Just to flesh out some things already said in the comments.
What the sentence might be hinting at is that if you have an entangled state (for example, a two-qubit state), it might be possible to measure an outcome on one side, and obtain full information about what will be measured on the other side, even the two individual measurements are "incompatible".
More concretely, consider a simple example such as a two-qubit maximally entangled state of the form $|00\rangle+|11\rangle$. In this case, measuring the first qubit in the $Z$ basis means to perform the projective measurement with possible outcomes $|0\rangle,|1\rangle$. If you find $|0\rangle$, then the second qubit collapses to $|0\rangle$, and same for $|1\rangle$.
This means that if you also measure the second qubit in the $Z$, you get a deterministic outcome (always $0$ if the first measurement gave $0$, and same for $1$).
However, if you measure instead the second qubit in the $X$ basis, i.e. perform the projective measurement with outcomes $|\pm\rangle$, then regardless of what you found in the first measurement, you have total uncertainty about the second measurement outcome.

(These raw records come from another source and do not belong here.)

PR #1623, opened 2023-05-01
Fix wrong formatting of multiline string literal

### LINKED ISSUE #1603: `"""` should be inserted on a newline
### Description

testMultilineErrors26 https://github.com/apple/swift-syntax/pull/1549#discussion_r1179897323
testMultilinePoundDiagnosticArgRdar411547971 https://github.com/apple/swift-syntax/pull/1549#discussion_r1179897767

### Steps to Reproduce

_No response_

kimdv:
Fixes #1603 

I tried you comment here: https://github.com/apple/swift-syntax/pull/1616#discussion_r1180813550

But it didn't work for me. 
What I figured out what because if it have an open `"""` but not a closing `"""` then the formatter will only format on the closing one. 
It sounds to me that works as intended. Only visit the tokens we fix.

### DIFF
--- a/Sources/SwiftBasicFormat/BasicFormat.swift
+++ b/Sources/SwiftBasicFormat/BasicFormat.swift
@@ -143,35 +143,49 @@ open class BasicFormat: SyntaxRewriter {
     return node.requiresIndent
   }
 
-  /// Whether a leading newline on `token` should be added.
-  open func requiresLeadingNewline(_ token: TokenSyntax) -> Bool {
-    // We don't want to add newlines inside string interpolation
-    if isInsideStringInterpolation(token) {
+  open func requiresNewline(between first: TokenSyntax?, and second: TokenSyntax?) -> Bool {
+    // We don't want to add newlines inside string interpolation.
+    // When first or second `TokenSyntax` is a multiline quote we want special handling
+    // even if it's inside a string interpolation, because it still requires newline
+    // after open quote and before close quote.
+    if let first,
+      isInsideStringInterpolation(first),
+      first.tokenKind != .multilineStringQuote,
+      second?.tokenKind != .multilineStringQuote
+    {
+      return false
+    } else if let second {
+      if second.requiresLeadingNewline {
+        return true
+      }
+
+      var ancestor: Syntax = Syntax(second)
+      while let parent = ancestor.parent {
+        ancestor = parent
+        if ancestor.position != second.position || ancestor.firstToken(viewMode: viewMode) != second {
+          break
+        }
+        if let ancestorsParent = ancestor.parent, childrenSeparatedByNewline(ancestorsParent) {
+          return true
+        }
+        switch ancestor.keyPathInParent {
+        case \IfConfigClauseSyntax.elements:
+          return true
+        default:
+          break
+        }
+      }
+    }
+
+    switch (first?.tokenKind, second?.tokenKind) {
+    case (.multilineStringQuote, .multilineStringQuote),  // string interpolation segment inside a multi-line string literal
+      (.multilineStringQuote, .stringSegment),  // empty multi-line string literal
+      (.stringSegment, .multilineStringQuote),  // segment starting a multi-line string literal
+      (.rightParen, .multilineStringQuote):  // ending a multi-line string literal that has a string interpolation segment at its end
+      return true
+    default:
       return false
     }
-
-    if token.requiresLeadingNewline {
-      return true
-    }
-
-    var ancestor: Syntax = Syntax(token)
-    while let parent = ancestor.parent {
-      ancestor = parent
-      if ancestor.position != token.position || ancestor.firstToken(viewMode: viewMode) != token {
-        break
-      }
-      if let ancestorsParent = ancestor.parent, childrenSeparatedByNewline(ancestorsParent) {
-        return true
-      }
-      switch ancestor.keyPathInParent {
-      case \IfConfigClauseSyntax.elements:
-        return true
-      default:
-        break
-      }
-    }
-
-    return false
   }
 
   open func requiresWhitespace(between first: TokenSyntax?, and second: TokenSyntax?) -> Bool {
@@ -298,10 +312,7 @@ open class BasicFormat: SyntaxRewriter {
       if previousToken.trailingTrivia.endsWithNewline {
         return true
       }
-      if case .stringSegment(let segment) = previousToken.tokenKind, segment.last?.isNewline ?? false {
-        return true
-      }
-      return false
+      return previousToken.isStringSegmentWithLastCharacterBeingNewline
     }()
 
     lazy var previousTokenIsStringLiteralEndingInNewline: Bool = {
@@ -310,10 +321,7 @@ open class BasicFormat: SyntaxRewriter {
         // don't add a leading newline to the file.
         return true
       }
-      if case .stringSegment(let segment) = previousToken.tokenKind, segment.last?.isNewline ?? false {
-        return true
-      }
-      return false
+      return previousToken.isStringSegmentWithLastCharacterBeingNewline
     }()
 
     lazy var nextTokenWillStartWithWhitespace: Bool = {
@@ -321,7 +329,7 @@ open class BasicFormat: SyntaxRewriter {
         return false
       }
       return nextToken.leadingTrivia.startsWithWhitespace
-        || (requiresLeadingNewline(nextToken) && isMutable(nextToken))
+        || (requiresNewline(between: token, and: nextToken) && isMutable(nextToken))
     }()
 
     lazy var nextTokenWillStartWithNewline: Bool = {
@@ -329,7 +337,7 @@ open class BasicFormat: SyntaxRewriter {
         return false
       }
       return nextToken.leadingTrivia.startsWithNewline
-        || (requiresLeadingNewline(nextToken) && isMutable(nextToken))
+        || (requiresNewline(between: token, and: nextToken) && isMutable(nextToken) && !token.trailingTrivia.endsWithNewline && !token.isStringSegmentWithLastCharacterBeingNewline)
     }()
 
     /// This token's trailing trivia + any spaces or tabs at the start of the
@@ -342,7 +350,7 @@ open class BasicFormat: SyntaxRewriter {
     var leadingTrivia = token.leadingTrivia
     var trailingTrivia = token.trailingTrivia
 
-    if requiresLeadingNewline(token) {
+    if requiresNewline(between: previousToken, and: token) {
       // Add a leading newline if the token requires it unless
       //  - it already starts with a newline or
       //  - the previous token ends with a newline
@@ -405,5 +413,16 @@ open class BasicFormat: SyntaxRewriter {
     }
 
     return token.detach().with(\.leadingTrivia, leadingTrivia).with(\.trailingTrivia, trailingTrivia)
+  }
+}
+
+fileprivate extension TokenSyntax {
+  var isStringSegmentWithLastCharacterBeingNewline: Bool {
+    switch self.tokenKind {
+    case .stringSegment(let segment):
+      return segment.last?.isNewline ?? false
+    default:
+      return false
+    }
   }
 }
--- a/Sources/SwiftBasicFormat/BasicFormat.swift
+++ b/Sources/SwiftBasicFormat/BasicFormat.swift
@@ -178,9 +178,10 @@ open class BasicFormat: SyntaxRewriter {
     }
 
     switch (first?.tokenKind, second?.tokenKind) {
-    case (.multilineStringQuote, .multilineStringQuote),  // string interpolation segment inside a multi-line string literal
-      (.multilineStringQuote, .stringSegment),  // empty multi-line string literal
-      (.stringSegment, .multilineStringQuote),  // segment starting a multi-line string literal
+    case (.multilineStringQuote, .backslash),  // string interpolation segment inside a multi-line string literal
+      (.multilineStringQuote, .multilineStringQuote),  // empty multi-line string literal
+      (.multilineStringQuote, .stringSegment),  // segment starting a multi-line string literal
+      (.stringSegment, .multilineStringQuote),  // ending a multi-line string literal that has a string interpolation segment at its end
       (.rightParen, .multilineStringQuote):  // ending a multi-line string literal that has a string interpolation segment at its end
       return true
     default:
--- a/Sources/SwiftBasicFormat/BasicFormat.swift
+++ b/Sources/SwiftBasicFormat/BasicFormat.swift
@@ -296,6 +296,12 @@ open class BasicFormat: SyntaxRewriter {
     let previousToken = self.previousToken ?? token.previousToken(viewMode: viewMode)
     let nextToken = token.nextToken(viewMode: viewMode)
 
+    /// In addition to existing trivia of `previousToken`, also considers
+    /// `previousToken` as ending with whitespace if it and `token` should be
+    /// separated by whitespace.
+    /// It does not consider whether a newline should be added between
+    /// `previousToken` and the `token` because that newline should be added to
+    /// the next token's trailing trivia.
     lazy var previousTokenWillEndWithWhitespace: Bool = {
       guard let previousToken = previousToken else {
         return false
@@ -304,6 +310,8 @@ open class BasicFormat: SyntaxRewriter {
         || (requiresWhitespace(between: previousToken, and: token) && isMutable(previousToken))
     }()
 
+    /// This method does not consider any posssible mutations to `previousToken`
+    /// because newlines should be added to the next token's leading trivia.
     lazy var previousTokenWillEndWithNewline: Bool = {
       guard let previousToken = previousToken else {
         // Assume that the start of the tree is equivalent to a newline so we
@@ -325,6 +333,10 @@ open class BasicFormat: SyntaxRewriter {
       return previousToken.isStringSegmentWithLastCharacterBeingNewline
     }()
 
+    /// Also considers `nextToken` as starting with a whitespace if a newline
+    /// should be added to it. It does not check whether `token` and `nextToken`
+    /// should be separated by whitespace because the whitespace should be added
+    /// to the `token`’s leading trivia.
     lazy var nextTokenWillStartWithWhitespace: Bool = {
       guard let nextToken = nextToken else {
         return false
@@ -333,6 +345,8 @@ open class BasicFormat: SyntaxRewriter {
         || (requiresNewline(between: token, and: nextToken) && isMutable(nextToken))
     }()
 
+    /// Also considers `nextToken` as starting with a leading newline if `token`
+    /// and `nextToken` should be separated by a newline.
     lazy var nextTokenWillStartWithNewline: Bool = {
       guard let nextToken = nextToken else {
         return false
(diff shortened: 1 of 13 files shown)


Tests/SwiftParserTest/ExpressionTests.swift
```diff
@@ -577,7 +577,8 @@ final class ExpressionTests: XCTestCase {
         )
       ],
       fixedSource: ##"""
-        """""""
+        """"
+        """
```
kimdv, line 581: In this case it should actually be

```swift
"""
"
"""
```

That's properly the parser not doing things 100% correctly.

Tests/SwiftParserTest/translated/UnclosedStringInterpolationTests.swift
```diff
@@ -126,7 +126,8 @@ final class UnclosedStringInterpolationTests: XCTestCase {
       fixedSource: ##"""
         _ = """
         \(
-        """""")"""
+        """ """)
+        """
```
kimdv, line 130: Here we require a whitespace because it's a multiline literal. 
A whitespace is a newline or a space.

Sources/SwiftBasicFormat/BasicFormat.swift
```diff
@@ -249,9 +255,10 @@ open class BasicFormat: SyntaxRewriter {
     case \ExpressionSegmentSyntax.backslash,
       \ExpressionSegmentSyntax.rightParen,
       \DeclNameArgumentSyntax.colon,
-      \StringLiteralExprSyntax.openQuote,
       \RegexLiteralExprSyntax.openSlash:
       return false
+    case \StringLiteralExprSyntax.openQuote:
+      return first?.tokenKind == .multilineStringQuote
```
ahoppen, line 261: This seems a little odd to me. A multiline string quote should be followed by a newline, not just whitespace. I think we might need to introduce `requiresTrailingNewline` for that.

Tests/SwiftParserTest/translated/AvailabilityQueryUnavailabilityTests.swift
```diff
@@ -103,7 +103,7 @@ final class AvailabilityQueryUnavailabilityTests: XCTestCase {
         )
       ],
       fixedSource: """
-        if #unavailable(OSX 10.51) , #unavailable(OSX 10.52) {
+        if #unavailable(OSX 10.51), #unavailable(OSX 10.52) {
```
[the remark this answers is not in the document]
kimdv: There wasn't an issue yet

Sources/SwiftBasicFormat/BasicFormat.swift
```diff
@@ -171,9 +171,31 @@ open class BasicFormat: SyntaxRewriter {
...
+    switch syntaxToken.keyPathInParent {
+    case \StringLiteralExprSyntax.closeQuote:
+      return token.tokenKind == .multilineStringQuote
+    default:
+      return false
+    }
   }
 
+    /// Whether a trailing newline on `token` should be added.
+    open func requiresTrailingNewline(_ token: TokenSyntax) -> Bool {
```
ahoppen, line 184: I think you will also need to check this in `previousTokenWillEndWithWhitespace`.

Sources/SwiftBasicFormat/BasicFormat.swift
```diff
@@ -171,9 +171,31 @@ open class BasicFormat: SyntaxRewriter {
...
+        // We don't want to add newlines inside string interpolation
+        if isInsideStringInterpolation(token) {
+            return false
```
ahoppen, line 187: 4 space indentation 👀

ahoppen (commented):
I’m not sure if it changes anything test-wise but since you are adding a trailing newline, that should also be reflected in `previousTokenWillEndWithWhitespace`. I.e. the return there should be replaced by the following (slightly refactored to improve readability.

```swift
      if previousToken.trailingTrivia.endsWithWhitespace {
        return true
      }
      if isMutable(previousToken) && (requiresWhitespace(between: previousToken, and: token) || requiresTrailingNewline(previousToken)) {
        return true
      }
      return false
```

ahoppen (approved):
Nice. This ended up being a pretty small change after all 😆

Unrelated to this PR, I think there’s still an error where we don’t insert the newline after the opening `"""`:

```swift

assertBuildResult(
  StringLiteralExprSyntax(openQuote: .multilineStringQuoteToken(), content: "a", closeQuote: .multilineStringQuoteToken()),
  #"""
  """
  a
  """
  """#
)
```

Would you like to look into that as well? If you don’t want to look at it straight away, I will file an issue for it.

ahoppen:
@swift-ci Please test

kimdv:
@swift-ci please test

kimdv:
@swift-ci please test linux

kimdv:
@swift-ci please test Windows

kimdv:
@swift-ci please test

kimdv:
@swift-ci please test

kimdv:
I don't understand why it says I haven't generated files.
When running locally there is nothing new ? 🤨

kimdv:
> I don't understand why it says I haven't generated files.
> When running locally there is nothing new ? 🤨

Found the reason. 
The reason that is that I had build and run code generation before. It did **not** look for a never version. 
Looks a bit like a bug to me. 

Tried to resolve and update but got those errors
```zsh
kimdevos@dk-kimdevos12-8752 CodeGeneration % swift package resolve
Updating /Users/kimdevos/repository/kimdv/swift-src/swift-syntax
Updated /Users/kimdevos/repository/kimdv/swift-src/swift-syntax (0.47s)
error: could not find a branch named ‘HEAD’ in /Users/kimdevos/repository/kimdv/swift-src/swift-syntax
kimdevos@dk-kimdevos12-8752 CodeGeneration % swift package update 
Updating /Users/kimdevos/repository/kimdv/swift-src/swift-syntax
Updated /Users/kimdevos/repository/kimdv/swift-src/swift-syntax (0.17s)
error: could not find a branch named ‘HEAD’ in /Users/kimdevos/repository/kimdv/swift-src/swift-syntax
```

I deleted the `.build` and re-run the `swift package resolve` and it worked fine

kimdv:
@swift-ci please test

kimdv:
@swift-ci please test windows

ahoppen:
> Found the reason. The reason that is that I had build and run code generation before. It did **not** look for a never version. Looks a bit like a bug to me.

I think that’s intentional. Unless you run `swift package update`, it won’t update your package version. Could you add a comment to our docs where we suggest `swift run --package-path CodeGeneration generate-swiftsyntax Sources` to run `swift package update` beforehand?

> I deleted the `.build` and re-run the `swift package resolve` and it worked fine.
> 
> Looks a bit like a bug in SPM?

I was able to reproduce this as well but then couldn’t reproduce it again by creating a new commit and running `swift package update`. If you’ve got steps to reliably reproduce this, could you file an issue for SwiftPM?

Sources/SwiftBasicFormat/BasicFormat.swift
```diff
@@ -171,7 +171,29 @@ open class BasicFormat: SyntaxRewriter {
...
+      return false
+    }
+
+    let syntaxToken: Syntax = Syntax(token)
+    switch syntaxToken.keyPathInParent {
+    case \StringLiteralExprSyntax.openQuote:
+      return token.tokenKind == .multilineStringQuote
+    default:
+      return false
+    }
```
ahoppen, line 196: I think you could just define `requiresTrailingNewline` in terms of `requiresNewline(between:and:)`: `requiresTrailingNewline(token)` is equivalent to to `requiresNewline(between: token, and: nextToken)`

Same for `requiresLeadingNewline`. That way we have a single source of truth for defining whether two tokens should be separated by newlines.

Sources/SwiftBasicFormat/BasicFormat.swift
```diff
@@ -362,6 +393,12 @@ open class BasicFormat: SyntaxRewriter {
       anchorPoints[token] = currentIndentationLevel
     }
 
+    if requiresTrailingNewline(token) {
+      if !trailingTrivia.endsWithNewline && nextToken?.leadingTrivia.startsWithNewline == false {
```
ahoppen, line 397: Shouldn’t you be checking for `nextTokenWillStartWithNewline` here to make sure we’re not adding both a trailing newline here and a leading newline to the next token?
```suggestion
      if !trailingTrivia.endsWithNewline && !nextTokenWillStartsWithNewline {
```

ahoppen (commented):
I think you also need to modify `previousTokenWillEndWithNewline` to return `true` if `previousToken` is mutable and requires a trailing newline. I also wrote some documentation for the current behavior of these variables. Could you include those. Hopefully, they also explain a little more about how they operate. Reading the code again, I understand that it was a little magic.

<details><summary>New comments</summary>

```diff
diff --git a/Sources/SwiftBasicFormat/BasicFormat.swift b/Sources/SwiftBasicFormat/BasicFormat.swift
index 752c6f83..7d74a05d 100644
--- a/Sources/SwiftBasicFormat/BasicFormat.swift
+++ b/Sources/SwiftBasicFormat/BasicFormat.swift
@@ -276,6 +276,12 @@ open class BasicFormat: SyntaxRewriter {
     let previousToken = self.previousToken ?? token.previousToken(viewMode: viewMode)
     let nextToken = token.nextToken(viewMode: viewMode)
 
+    /// In addition to existing trivia of `previousToken`, also considers
+    /// `previousToken` as ending with whitespace if it and `token` should be
+    /// separated by whitespace.
+    /// It does not consider whetehr a newline should be added between
+    /// `previousToken` and the `token` because that newline should be added to
+    /// the next token's trailing trivia.
     lazy var previousTokenWillEndWithWhitespace: Bool = {
       guard let previousToken = previousToken else {
         return false
@@ -284,6 +290,8 @@ open class BasicFormat: SyntaxRewriter {
         || (requiresWhitespace(between: previousToken, and: token) && isMutable(previousToken))
     }()
 
+    /// This method does not consider any posssible mutations to `previousToken`
+    /// because newlines should be added to the next token's leading trivia.
     lazy var previousTokenWillEndWithNewline: Bool = {
       guard let previousToken = previousToken else {
         // Assume that the start of the tree is equivalent to a newline so we
@@ -311,6 +319,10 @@ open class BasicFormat: SyntaxRewriter {
       return false
     }()
 
+    /// Also considers `nextToken` as starting with a whitespace if a newline
+    /// should be added to it. It does not check whether `token` and `nextToken`
+    /// should be separated by whitespace because the whitespace should be added
+    /// to the `token`’s leading trivia.
     lazy var nextTokenWillStartWithWhitespace: Bool = {
       guard let nextToken = nextToken else {
         return false
@@ -319,6 +331,8 @@ open class BasicFormat: SyntaxRewriter {
         || (requiresLeadingNewline(nextToken) && isMutable(nextToken))
     }()
 
+    /// Also considers `nextToken` as starting with a leading newline if `token`
+    /// and `nextToken` should be separated by a newline.
     lazy var nextTokenWillStartWithNewline: Bool = {
       guard let nextToken = nextToken else {
         return false
```

</details>

Sources/SwiftBasicFormat/BasicFormat.swift
```diff
@@ -393,7 +430,7 @@ open class BasicFormat: SyntaxRewriter {
     trailingTrivia = trailingTrivia.indented(indentation: trailingTriviaIndentation, isOnNewline: false)
 
     leadingTrivia = leadingTrivia.trimmingTrailingWhitespaceBeforeNewline(isBeforeNewline: false)
-    trailingTrivia = trailingTrivia.trimmingTrailingWhitespaceBeforeNewline(isBeforeNewline: nextTokenWillStartWithNewline)
+    trailingTrivia = trailingTrivia.trimmingTrailingWhitespaceBeforeNewline(isBeforeNewline: nextTokenWillStartWithNewline || trailingTrivia.startsWithNewline)
```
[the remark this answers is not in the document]
kimdv: If we don't do it then 
```swift
      #"""
      """
      \(gen(xx) { (x) in
          return """
          case
      """
      })
      """
      """#
```

becomes 

```swift
      #"""
      """
      \(gen(xx) { (x) in
          return """
              case
      """
      })
      """
      """#
```

What I can see it is because it's moving spacing in front of the string segment that contains the `case`

Sources/SwiftBasicFormat/BasicFormat.swift
```diff
@@ -171,7 +171,50 @@ open class BasicFormat: SyntaxRewriter {
...
+          (.rightParen, .identifier),
+          (.rightParen, .keyword(.async)),
+          (.rightSquareBracket, _),
+          (_, .colon),
+          (_, .eof),
+          (_, .equal):
+          return false
+      default:
+          return true
+      }
```
kimdv, line 217: @ahoppen did you think on something like this?

Note: This is not the final result. Did just try to pass the first couple of test cases. 
Not sure if we should default to false and then only return true if needed. 

And if we should try to get the previous code from `requireLeadingNewline` into this method or not.

ahoppen: I was thinking more of something like this that’s very much based on `requiresLeadingNewline` and actually replaces `requiresLeadingNewline`. 

```swift
open func requiresNewline(between first: TokenSyntax?, and second: TokenSyntax?) -> Bool {
  // NOTE: From requiresLeadingNewline

  // We don't want to add newlines inside string interpolation
  if isInsideStringInterpolation(first) && token.tokenKind != .multilineStringQuote {
    return false
  }

  // NOTE: From AnyKeyPath.requiresLeadingTrivia, which would become obsolete
  switch second.keyPathInParent {
  case \AccessorBlockSyntax.rightBrace:
    return true
  case \ClosureExprSyntax.rightBrace:
    return true
  case \CodeBlockSyntax.rightBrace:
    return true
  case \IfConfigClauseSyntax.poundKeyword:
    return true
  case \IfConfigDeclSyntax.poundEndif:
    return true
  case \MemberDeclBlockSyntax.rightBrace:
    return true
  case \SwitchExprSyntax.rightBrace:
    return true
  default:
    break
  }

  // NOTE: Whatever you need to add for your PR
  switch first.keyPathInParent {
  case \StringLiteralExprSyntax.openQuote where first.tokenKind == .multilineStringQuote:
    return true
  default:
    break
  }

  // NOTE: From requiresLeadingNewline
  var ancestor: Syntax = Syntax(second)
  while let parent = ancestor.parent {
    ancestor = parent
    if ancestor.position != second.position || ancestor.firstToken(viewMode: viewMode) != second {
      break
    }
    if let ancestorsParent = ancestor.parent, childrenSeparatedByNewline(ancestorsParent) {
      return true
    }
    switch ancestor.keyPathInParent {
    case \IfConfigClauseSyntax.elements:
      return true
    default:
      break
    }
  }

  return false
}
```

Tests/SwiftParserTest/ExpressionTests.swift
```diff
@@ -668,7 +671,8 @@ final class ExpressionTests: XCTestCase {
         DiagnosticSpec(message: ##"expected '"""#' to end string literal"##, fixIts: [##"insert '"""#'"##])
       ],
       fixedSource: ##"""
-        #"""a"""#
+        #"""a
+        """#
```
kimdv, line 675: Here is a bug here too. 
We should in the parser make an error (If it's not already there) and apply a correct fix-it.

kimdv:
@swift-ci please test

Sources/SwiftBasicFormat/BasicFormat.swift
```diff
@@ -143,35 +143,50 @@ open class BasicFormat: SyntaxRewriter {
...
-    if isInsideStringInterpolation(token) {
+  open func requiresNewline(between first: TokenSyntax?, and second: TokenSyntax?) -> Bool {
+    // We don't want to add newlines inside string interpolation.
+    // When first or second `TokenSyntax` is a multiline quote we want special handling
+    // event it's inside a string interpolation, because it still requires newline
+    // after open quote and before close quote.
+    if let first,
+      first.tokenKind != .multilineStringQuote,
+      second?.tokenKind != .multilineStringQuote,
+      isInsideStringInterpolation(first)
```
ahoppen, line 154: I would swap the order of these checks because I think that way it reads the same way as the comment above.

Sources/SwiftBasicFormat/BasicFormat.swift
```diff
@@ -143,35 +143,50 @@ open class BasicFormat: SyntaxRewriter {
...
-
-    var ancestor: Syntax = Syntax(token)
-    while let parent = ancestor.parent {
-      ancestor = parent
-      if ancestor.position != token.position || ancestor.firstToken(viewMode: viewMode) != token {
-        break
-      }
-      if let ancestorsParent = ancestor.parent, childrenSeparatedByNewline(ancestorsParent) {
+    } else if let second {
+      if second.requiresLeadingNewline {
```
ahoppen, line 158: Definitely not part of this PR, but eventually I would like to remove `requiresLeadingNewline` from CodeGen altogether and just list the tokens that require a leading newline in this function. Same for `childrenSeparatedByNewline`. I don’t think we necessarily need to CodeGen it, it could just be implemented manually in this file.

Sources/SwiftBasicFormat/BasicFormat.swift
```diff
@@ -143,35 +143,50 @@ open class BasicFormat: SyntaxRewriter {
...
       }
     }
 
-    return false
+    switch (first?.tokenKind, second?.tokenKind) {
+    case (.multilineStringQuote, .backslash),
+      (.multilineStringQuote, .multilineStringQuote),
+      (.multilineStringQuote, .stringSegment),
+      (.stringSegment, .multilineStringQuote),
+      (.rightParen, .multilineStringQuote):
```
ahoppen, line 185: Just to follow the paradigm of `tokenSeparatedByNewline`, I think it would be good to add comment to at least part of them (it took me a bit of thinking to see why `multilineStringQuote` and `backslash` need to be separated by a newline, only to realize that it’s because of a string interpolation segment starting a multi-line string literal

```suggestion
    case (.multilineStringQuote, .backslash), // string interpolation segment inside a multi-line string literal
      (.multilineStringQuote, .multilineStringQuote), // empty multi-line string literal
      (.multilineStringQuote, .stringSegment), // segment starting a multi-line string literal
      (.stringSegment, .multilineStringQuote), // ending a multi-line string literal on a new line
      (.rightParen, .multilineStringQuote): // ending a multi-line string literal that has a string interpolation segment at its end
```

ahoppen (approved):
Wohooo. Nice. This looks really good now. I only have a few remarks mostly about naming and documentation.

Sources/SwiftBasicFormat/BasicFormat.swift
kimdv: The reason I did this was of performance.

kimdv: Swapped it. 
If it should be another order I can do a follow up PR later.

kimdv:
@swift-ci please test

kimdv:
@swift-ci please test windows

Sources/SwiftBasicFormat/BasicFormat.swift
ahoppen: I was thinking about that as well but in >99% of all cases first and second won’t be multi-line string quotes, so we hit `isInsideStringInterpolation` basically all the time anyway.

kimdv: That was my thought. If `first` or `second` not multi line string, then is fails before is calls `isInsideStringInterpolation`

kimdv:
@swift-ci please test

kimdv:
@swift-ci please test windows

But the above has nothing to do with $Z$,$X$ being incompatible observables. In fact, if you repeat the same exact reasoning but with initial state $|0,+\rangle+|1,-\rangle$, you'll find the opposite result: measuring $Z$ on one side determines the result of $X$ on the other size.
There is no contradiction with uncertainty principles or the likes, because the measurements that are being performed in this scenario are really $Z\otimes I$ and $I\otimes X$, which commute.